Mit einem Pilotversuch versuchte die Stadt vor vier Jahren, Fremdparker aus den Wohnvierteln rund um den Flughafen zu bekommen. "Das haben wir fortgeführt", sagt ein Sprecher der Stadt, "es werden weiterhin während der Oster-, Sommer- und Herbstferien verschiedene Straßen in Lichtenbroich und Rath mit einer 24-Stunden-Parkreglung mit Parkscheibe beschildert." Weitere Straßen kommen dazu, in anderen wird die Regel aufgehoben, basierend auf den "Erkenntnissen der Verkehrsüberwachung des Ordnungsamtes oder anhand von Bürgerbeschwerden", sagt der Stadtsprecher.

Am Flughafen gibt es ausreichend Parkplätze, weitere Flächen werden gebaut. Wieso nutzen Reisende nicht diese Angebote?

79 Euro pro Woche Parkgebühr ist nicht wenig. Von den insgesamt 20.000 Parkplätzen am Airport gibt es Angebote in verschiedenen Segmenten. "Und die brauchen einen Preisvergleich nicht zu scheuen", sagt Flughafensprecherin Laura Overath. Tatsächlich bekommt ein Fluggast über den Airport schon einen Platz ab 29 Euro pro Woche - der liegt aber 1,8 Kilometer vom Terminal entfernt.

Ein Shuttle gibt es nicht. "Im Gegensatz zu Fremdanbietern gibt es auf den Parkplätzen des ,Parkvogels' grundsätzlich keine Schlüsselübergabe", sagt Overath. Und ohne Schlüssel kann ein Fahrzeug zumindest nicht ohne Gewalt bewegt werden. Zudem werden am Flughafen bis 2022 6500 neue Plätze gebaut, der Bedarf sei da.

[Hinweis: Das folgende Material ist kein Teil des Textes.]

PR #880, opened 2026-07-05
feat(mcp): token-budgeted, seed-aware repo_map query tool

petercoxphoto:
## Token-budgeted, seed-aware `repo_map` MCP tool

Split out of #776 (now closed) as an atomic feature PR, per @DeusData's request. **Stacked on the importance-ranking PR** (#879) — `repo_map` ranks by the persisted `importance` key that PR adds, so please review/merge that first. The diff here shown against `main` includes the importance commits; the repo_map-only delta is the last two commits.

### What it does

Adds a `repo_map` MCP tool: a token-budgeted repository map of the most important symbols (persisted importance score), rendered one per line as `file: signature` — no bodies.

- **Two modes.** Pass `seed_anchors` (symbol names, qualified names, or file paths) to boost the seed neighbourhood (1-hop CALLS/USAGE, widened for weakly-connected seeds) to the top; omit / pass unresolvable seeds for the global importance-ranked map.
- **Output always fits `token_budget`** (default 1600, chars/4 estimate; must be positive).
- **Gated** on an importance-scored index — returns an explicit `unscored` error if the project needs re-indexing, rather than emitting a meaningless map.

### Adapted to current `main`

Upstream added a `title` field to the MCP tool struct (`{name, title, description, schema}`) since v0.8.1; the tool registration here was updated to `{"repo_map", "Repo map", ...}` to match.

### Tests

`repo_map_*` cases in `tests/test_mcp.c` (26 cases): registration/dispatch, token-budget fit (default/tight/zero/oversized), seed resolution + boost, gate errors, cross-project isolation, determinism, and leak-surface stability.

Wie gehen seriöse Anbieter mit solchen Meldungen um?

Der BuF hat natürlich ein Interesse daran, dass es keine schwarzen Schafe gibt, "da alle Anbieter darunter leiden. Insbesondere in Düsseldorf kommt es immer wieder zu negativen Vorfällen", sagt Frank Ferraro, der eng mit Behörden zusammenarbeitet und auch schon Fortschritte sieht. Zum Beispiel sei das Umparken in den letzten zwei Jahren weniger geworden.